Judul : Easy ‘Mudahnya Mencintaimu’ (Contours of the Heart #1)
Penulis : Tammara Webber
Penerjemah : Maria Masniari Lubis
Penerbit : Gramedia Pustaka Utama
Terbit : Cetakan pertama, Januari 2015
Tebal : 320 halaman
Rate : 4 / 5
“Cinta bukan berarti ketiadaan logika
tetapi logika mempertimbangkan dan memikirkan kembali
menghangatkan dan menyesuaikan cinta itu
di dalam kontur-kontur hati”
–Easy ‘Mudahnya Mencintaimu’, hlm. 221
Seharusnya Jacqueline tidak meninggalkan pesta Halloween malam itu, tapi melihat Erin yang mengumbar kemesraan bersama Chaz. Sepertinya sahabatnya baru akan menghubunginya besok. Jacqueline baru saja hendak mengeluarkan rontek kunci di samping pintu mobil. Merogoh kepalang lama dan sekonyong-konyong saja Buck menyembul dari kegelapan.
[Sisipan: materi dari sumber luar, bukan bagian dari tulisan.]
Issue #726, opened 2026-03-24
Castle Siege Crown & Switch Win-Condition Mechanics


sven-n:
## Summary

Implement the core Castle Siege win condition: the crown capture system. Three players from the same attacking side must simultaneously occupy the crown and both switches for a configured duration to capture the castle.

## Prerequisites

- #725 (NPCs) — for `CastleSiegeCrown`, `CastleSiegeSwitch` NPC classes and their intelligence.
- #724 (Guild Selection) — for join side assignments and `SetPlayerJoinSideAsync`.
- #722 (State Machine) — for `CastleSiegeContext` and `Start` state tick handlers.

### 1. `CheckMiddleWinner()` — **In `GameLogic/CastleSiege/CastleSiegeCrownMechanics.cs`** (new file)

Called every tick (every second) during `Start` state.

**Logic:**
1. Get `CrownUser`, `SwitchUsers[0]`, `SwitchUsers[1]` from `CastleSiegeContext`.
2. All three must be:
   - Non-null.
   - Alive (`IsAlive`).
   - In a guild (`GuildStatus != null`).
   - On an **attacking** side (not `None`, not `Defense`).
   - On the **same** attacking side.
3. If conditions are not met:
   - If the crown user changed or left, send `CrownAccessState.Fail` to the previous user.
   - Do not reset accumulated time (capped at `CrownHoldTimeSeconds - 1` on fail).
   - Return.
4. Increment `CrownAccumulatedTime` by the tick interval (1 second).
5. Send `CrownAccessState.Attempt` to the crown user with the current accumulated time.
6. If `CrownAccumulatedTime >= Configuration.CrownHoldTimeSeconds`:
   - Send `CrownAccessState.Success` to the crown user.
   - Call `ChangeWinnerGuild()`.

### 2. `ChangeWinnerGuild()` — In the same file

Called when a capture succeeds.

**Logic:**
1. Set `MiddleOwnerGuildId` to the crown user's guild ID.
2. Swap sides:
   - The capturing guild's side becomes `Defense`.
   - The previous `Defense` side becomes the capturing guild's old attack side.
3. Call `SetPlayerJoinSideAsync(killLifeStones: true)` to:
   - Re-assign all players to their new sides.
   - Kill all Life Stones.
4. Respawn all non-defense players to the attack respawn area.
5. Lock the crown (`IsCrownAvailable = false`).
6. Reset `CrownAccumulatedTime` to zero.
[...]

PR #869, opened 2026-08-07
Implement Castle Siege NPC lifecycle and management

### LINKED ISSUE #725: Castle Siege NPCs (Gates, Statues, Crown, Switches, Levers)
## Summary

Implement the Castle Siege NPC types: Castle Gates, Guardian Statues, Crown, Crown Switches, Gate Levers, and Siege Machines. This includes NPC classes, AI intelligence plug-ins, the upgrade/buy/repair system, and gate terrain blocking.

## Prerequisites

- #721 (Data Model) — for NPC definitions, upgrade definitions, `CastleSiegeNpcState`.
- #722 (State Machine) — for `CastleSiegeContext` and event state awareness.

## Background

OpenMU NPC hierarchy:
- `NonPlayerCharacter` — base NPC (not attackable).
- `AttackableNpcBase : NonPlayerCharacter` — attackable, has `IAttributeSystem`, `MagicEffectsList`.
- `Monster : AttackableNpcBase` — full AI with movement, attack, drops.
- `Destructible : AttackableNpcBase` — attackable but no AI/movement/attack.

NPC AI is provided via `INpcIntelligence` implementations wired through `PlugInManager`.

The Valley of Loren map (`Persistence/Initialization/VersionSeasonSix/Maps/ValleyOfLoren.cs`) already defines spawn positions for Crown (NPC 216), Crown Switch 1 (217), Crown Switch 2 (218), Guard (220), Sinior (223), Guardsman (224).

#### `CastleSiegeGate : AttackableNpcBase`
- Monster ID 277.
- Attackable, no movement, no attack ability.
- Tracks upgrade levels: `DefenseLevel`, `LifeLevel`.
- Can block terrain (6×2 tile area) when closed.
- State: open or closed.
- Override `OnDiedAsync` to remove terrain blocking.

#### `CastleSiegeStatue : AttackableNpcBase`
- Monster ID 283.
- Attackable, no movement, no attack ability.
- Tracks upgrade levels: `DefenseLevel`, `LifeLevel`, `RegenLevel`.
- Regenerates HP based on `RegenLevel` (on AI tick).

#### `CastleSiegeCrown : NonPlayerCharacter`
- Monster ID 219.
- Non-attackable. Interactive.
- Tracks: current crown user, accumulated time, availability state.
- States: idle (0), locked (1), captured (2).

#### `CastleSiegeSwitch : NonPlayerCharacter`
- Two instances (ID 0 and ID 1).
- Non-attackable. Interactive.
- Tracks: current player standing on the switch.

#### `CastleSiegeLever : NonPlayerCharacter`
- Interactive NPC.
- Associates with a specific gate.
- On interaction: toggles the associated gate open/closed.

#### `CastleSiegeMachine : NonPlayerCharacter`
- Monster IDs 221 (attack) and 222 (defense).
- Interactive. Non-attackable.
- Tracks: current operator (Player), active state.

### 2. NPC Intelligence Plug-ins — **New files in `GameLogic/CastleSiege/Intelligence/`**

Each implements `INpcIntelligence`:

#### `CastleSiegeGateIntelligence`
- No autonomous behavior. Gate just exists and takes damage.
- On death: remove terrain blocking, update context.

#### `CastleSiegeStatueIntelligence`
- Regeneration tick: if `RegenLevel > 0` and `IsAlive`, restore HP periodically.
- Rate depends on regen level (from `CastleSiegeConfiguration.StatueRegenUpgrades`).

#### `CastleSiegeCrownIntelligence`
- Track player proximity / interaction.
- If a player "stands on" the crown → set as crown user in `CastleSiegeContext`.
- If the player leaves/dies → clear crown user, send `CrownAccessState.Fail`.
- Accumulate time while player is on crown.

#### `CastleSiegeSwitchIntelligence`
- Track player proximity / interaction.
- If a player stands on the switch → set as switch user in `CastleSiegeContext`.
- If the player leaves/dies → clear switch user.
- Report state changes to context for `SendSwitchInfo()`.

#### `CastleSiegeLeverIntelligence`
- No autonomous behavior.
- Responds to player interaction (talk/use) by toggling the associated gate.

#### `CastleSiegeMachineIntelligence`
- No autonomous behavior.
- Responds to player commands (Phase 8).

#### `CastleSiegeNpcUpgradeAction` — **New file: `GameLogic/CastleSiege/Actions/CastleSiegeNpcUpgradeAction.cs`**

**Validation:**
- Player is castle owner guild's master or `AssistantMaster`.
- Current state is NOT `Start` (can't upgrade during battle).
- Target NPC is alive and active.
- Current level < max level (3) for the requested upgrade type.
- Player has enough Zen and Jewels of Guardian (consume from inventory).

**Effect:**
- Increment the upgrade level on the NPC runtime and persisted state.
- Apply the stat change:
  - **Defense**: Set monster's defense attribute to the value from `GateDefenseUpgrades` / `StatueDefenseUpgrades`.
  - **Life**: Set monster's max HP. Increase current HP by the difference.
  - **Regen**: Increment regen level (used by statue AI).
- Persist `CastleSiegeNpcState`.
- Send result to player.

#### `CastleSiegeNpcBuyAction` — **New file: `GameLogic/CastleSiege/Actions/CastleSiegeNpcBuyAction.cs`**

Re-purchase a destroyed NPC:
- Only castle owner guild master or assistant.
- NPC must not currently be alive.
- Player must have enough Zen (`GateBuyPrice` or `StatueBuyPrice`).
- Reset upgrade levels to 0. Set initial HP.
- Spawn the NPC on the map.

#### `CastleSiegeNpcRepairAction` — **New file: `GameLogic/CastleSiege/Actions/CastleSiegeNpcRepairAction.cs`**

Restore NPC to full HP:
- Cost formula for Gate (277): `(MaxHP - CurrentHP) * 5 + defenseLevel * 1,000,000`.
- Cost formula for Statue (283): `(MaxHP - CurrentHP) * 3 + (defenseLevel + regenLevel) * 1,000,000`.
- Cannot repair during active battle.

#### `CastleSiegeGateOperateAction` — **New file: `GameLogic/CastleSiege/Actions/CastleSiegeGateOperateAction.cs`**

When a gate is closed (`CloseCastleGate`):
- Apply a terrain lock attribute to a 6×2 tile area around the gate position in `GameMapTerrain`.
- This blocks player movement through the gate.
- Method: use `GameMapTerrain`'s attribute bytes (similar to safezone flags).

When a gate is opened (via lever interaction):
- Remove the terrain lock attribute from the same area.

**Validation for gate operation:**
- During `Start` state: only `Defense` side can operate.
- Outside `Start` state: only castle owner or alliance member.

### 5. NPC Lifecycle & Spawning

In `CastleSiegePlugIn`:

**On `Ready` enter:**
1. Load `CastleSiegeNpcState` records from DB.
2. For each DB-persisted NPC definition in `CastleSiegeConfiguration.NpcDefinitions`:
   - If a saved state exists: apply upgrade levels and HP.
   - Spawn the NPC on the Castle Siege map.
   - Store reference in `CastleSiegeContext.ActiveNpcs`.
3. Close all gates and apply terrain blocking.

**On `Start` enter:**
- Spawn non-DB NPCs (machines) at their configured positions.

**On `End` enter:**
- Save all DB-persisted NPC states.
- Despawn all non-DB NPCs (machines).

**Every 120 seconds (outside `Start`):**
- Call `VerifyNpcExist()` to sync runtime state with actual monster state.
- Call `SaveNpcStatesAsync()` to persist.

### 6. NPC List Packet Handlers

- **`CastleSiegeGateListHandlerPlugIn`** — handles `C1-B3-01`. Returns list of gate NPCs with upgrade levels and HP.
- **`CastleSiegeStatueListHandlerPlugIn`** — handles `C1-B3-02`. Returns list of statue NPCs.

### 7. Message Handlers for Upgrade/Buy/Repair

- `CastleSiegeDefenseBuyHandlerPlugIn` — `C1-B2-05`
- `CastleSiegeDefenseRepairHandlerPlugIn` — `C1-B2-06`
- `CastleSiegeDefenseUpgradeHandlerPlugIn` — `C1-B2-07`
- `CastleSiegeGateOperateHandlerPlugIn` — `C1-B2-12`

## Files to Create

| File | Description |
|------|-------------|
| `GameLogic/CastleSiege/NPC/CastleSiegeGate.cs` | Gate NPC class |
| `GameLogic/CastleSiege/NPC/CastleSiegeStatue.cs` | Statue NPC class |
| `GameLogic/CastleSiege/NPC/CastleSiegeCrown.cs` | Crown NPC class |
| `GameLogic/CastleSiege/NPC/CastleSiegeSwitch.cs` | Switch NPC class |
| `GameLogic/CastleSiege/NPC/CastleSiegeLever.cs` | Lever NPC class |
| `GameLogic/CastleSiege/NPC/CastleSiegeMachine.cs` | Machine NPC class |
| `GameLogic/CastleSiege/Intelligence/CastleSiegeGateIntelligence.cs` | Gate AI |
| `GameLogic/CastleSiege/Intelligence/CastleSiegeStatueIntelligence.cs` | Statue AI |
| `GameLogic/CastleSiege/Intelligence/CastleSiegeCrownIntelligence.cs` | Crown AI |
| `GameLogic/CastleSiege/Intelligence/CastleSiegeSwitchIntelligence.cs` | Switch AI |
| `GameLogic/CastleSiege/Intelligence/CastleSiegeLeverIntelligence.cs` | Lever AI |
| `GameLogic/CastleSiege/Intelligence/CastleSiegeMachineIntelligence.cs` | Machine AI |
| `GameLogic/CastleSiege/Actions/CastleSiegeNpcUpgradeAction.cs` | Upgrade logic |
| `GameLogic/CastleSiege/Actions/CastleSiegeNpcBuyAction.cs` | Buy logic |
| `GameLogic/CastleSiege/Actions/CastleSiegeNpcRepairAction.cs` | Repair logic |
| `GameLogic/CastleSiege/Actions/CastleSiegeGateOperateAction.cs` | Gate open/close |
| `GameServer/MessageHandler/CastleSiege/CastleSiegeDefenseBuyHandlerPlugIn.cs` | Packet handler |
| `GameServer/MessageHandler/CastleSiege/CastleSiegeDefenseRepairHandlerPlugIn.cs` | Packet handler |
| `GameServer/MessageHandler/CastleSiege/CastleSiegeDefenseUpgradeHandlerPlugIn.cs` | Packet handler |
| `GameServer/MessageHandler/CastleSiege/CastleSiegeGateOperateHandlerPlugIn.cs` | Packet handler |
| `GameServer/MessageHandler/CastleSiege/CastleSiegeGateListHandlerPlugIn.cs` | Packet handler |
| `GameServer/MessageHandler/CastleSiege/CastleSiegeStatueListHandlerPlugIn.cs` | Packet handler |

## Acceptance Criteria

- [ ] Gates can be spawned, take damage, die, and be re-purchased.
- [ ] Statues regenerate HP based on regen upgrade level.
- [ ] NPCs can be upgraded (defense, life, regen) with correct cost validation.
- [ ] Gate terrain blocking prevents player movement through closed gates.
- [ ] Gate levers correctly toggle gates open/closed with proper side validation.
- [ ] Crown tracks the current user and accumulated time.
- [ ] Switches track occupant players.
- [ ] NPC state persists between server restarts (upgrade levels, HP).
- [ ] Non-DB NPCs (machines) only exist during the `Start` state.

Zylkien:
## Summary

Implements the Castle Siege NPC lifecycle and management system described in #725.

- Adds Castle Gates, Guardian Statues, Crown, Crown Switches, Gate Levers, and battle-only Siege Machines.
- Adds the corresponding runtime intelligence and event lifecycle handling.
- Implements defense-structure purchase, repair, and upgrade operations.
- Restores persisted NPC health and upgrade levels after server restarts.
- Synchronizes NPC state periodically outside the active battle.
- Adds the existing B2/B3 packet handlers and RemoteView serializers required by the NPC interfaces.
- Adds localized plug-in metadata for the new handlers and views.

## Gate behavior

- Closed gates apply server-side terrain blocking across their configured area.
- Opening or destroying a gate removes the dynamic terrain restriction.
- Originally blocked terrain remains protected when the dynamic gate restriction is removed.
- Players entering the map receive the current gate state.
- Movement validation checks the complete walking path, preventing players from skipping across a blocked gate area.
- Gate lever operations validate the player’s Castle Siege side or castle ownership before changing the gate state.

## Defense structures

- Gates and Guardian Statues can be purchased, repaired, and upgraded outside the active battle.
- Authorization is limited to the castle owner guild master or assistant master.
- Upgrade requirements, Zen costs, and Jewel of Guardian consumption are validated before applying changes.
- Failed operations do not consume Zen or items.
- Guardian Statues regenerate health according to their configured regeneration level.
- Attack permissions are restricted by the current Castle Siege state and participant side.

## Lifecycle

- Persistent Castle Siege NPCs are restored during the `Ready` state.
- Gates are closed when the event is prepared.
- Siege Machines are spawned only during the `Start` state.
- Machine NPCs are removed and persistent NPC state is saved when the battle ends.
- Destroyed and currently unspawned defense structures remain represented in persistence.

## Crown mechanics boundary

This change tracks Crown and Crown Switch occupants and exposes the runtime state needed by the capture system. Capture-time accumulation, access result packets, ownership changes, and the final win condition remain part of #726.

The Crown uses monster number 216, matching the existing Valley of Loren configuration. Monster number 219 is the Gate Lever; the Crown number in the issue requirements appears to be a typo.

## Testing

- Added lifecycle, authorization, terrain, persistence, purchase, repair, upgrade, regeneration, Crown, switch, lever, and failure-side-effect regression tests.
- Added serialization coverage for NPC lists, operation results, gate interfaces, gate operations, and gate state packets.
- Added startup scheduling and destroyed-state persistence tests.
- CI-style build: 0 warnings and 0 errors.
- Castle Siege focused tests: 42 passed.
- Full `MUnique.OpenMU.Tests` project: 701 passed.
- StyleCop and analyzer checks pass for the changed scope.

Closes #725

### DIFF
--- a/src/DataModel/Configuration/CastleSiegeConfiguration.cs
+++ b/src/DataModel/Configuration/CastleSiegeConfiguration.cs
@@ -74,6 +74,21 @@ public partial class CastleSiegeConfiguration
     public int StatueBuyPrice { get; set; }
 
     /// <summary>
+    /// Gets or sets the gate repair cost in Zen per restored health point.
+    /// </summary>
+    public int GateRepairCostPerHealthPoint { get; set; } = 5;
+
+    /// <summary>
+    /// Gets or sets the Guardian Statue repair cost in Zen per restored health point.
+    /// </summary>
+    public int StatueRepairCostPerHealthPoint { get; set; } = 3;
+
+    /// <summary>
+    /// Gets or sets the additional repair cost in Zen per applied defense or regeneration level.
+    /// </summary>
+    public int RepairCostPerUpgradeLevel { get; set; } = 1_000_000;
+
+    /// <summary>
     /// Gets or sets the map definition for the Valley of Loren (map 30), where the siege takes place.
     /// </summary>
     public virtual GameMapDefinition? CastleSiegeMapDefinition { get; set; }
--- a/src/GameLogic/CastleSiege/Actions/CastleSiegeGateOperateAction.cs
+++ b/src/GameLogic/CastleSiege/Actions/CastleSiegeGateOperateAction.cs
@@ -1,0 +1,129 @@
+// <copyright file="CastleSiegeGateOperateAction.cs" company="MUnique">
+// Licensed under the MIT License. See LICENSE file in the project root for full license information.
+// </copyright>
+
+namespace MUnique.OpenMU.GameLogic.CastleSiege.Actions;
+
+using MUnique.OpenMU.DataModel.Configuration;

Nasib sial Jacqueline tidak berhenti sampai di sana; Buck tidak hanya ingin menggodanya, ia baru saja menyingkap rok dan berniat memerkosa. Di tengah ketakutan Jacqueline, ia mendapat pertolongan dari Lucas.
Sejak insiden itu, Lucas yang tak pernah ia ingat namanya, selalu saja muncul di mana-mana. Di kelas Ekonomi, di kursi belakang, dengan tangan kelabu sehabis menggurat sketsa. Dan kepitan pensil di balik daun telinga, Jacqueline tidak semudah itu dapat melupakan Lucas. Ada sesuatu yang membuatnya merasa aman ketika bersama dengan Lucas, kendati tato-tato itu menjalari lengan bawahnya. Lucas adalah sosok misterius di kelas Ekonomi Dr. Heller. Ia muncul dan hilang begitu saja. Muncul di balik konter Starbucks dan menawarinya untuk dibuatkan sketsa.
“Itu sepenuhnya benar. Aku tahu seperti apa tipenya, meskipun tidak pernah melihatnya. Landon baik. Dan cerdas. Dan jujur.” –Easy ‘Mudahnya Mencintaimu’, hlm. 81
Sementara, Jacqueline masih belum bisa melupakan Kennedy si Brengsek, yang memutuskan hubungan mereka dua minggu lalu, seorang tutor baik hati bernama Landon Maxfield malah ikut mengusik rasa penasaran Jacqueline. Keduanya belum pernah bertemu. Tapi, Jacqueline yakin, Landon bukan pria yang buruk. Nilai-nilainya bahkan meningkat dengan signifikan. Apalagi setelah ia mengerjakan lembar-lembar soal bocoran yang tanpa disangka muncul di ujian berikutnya.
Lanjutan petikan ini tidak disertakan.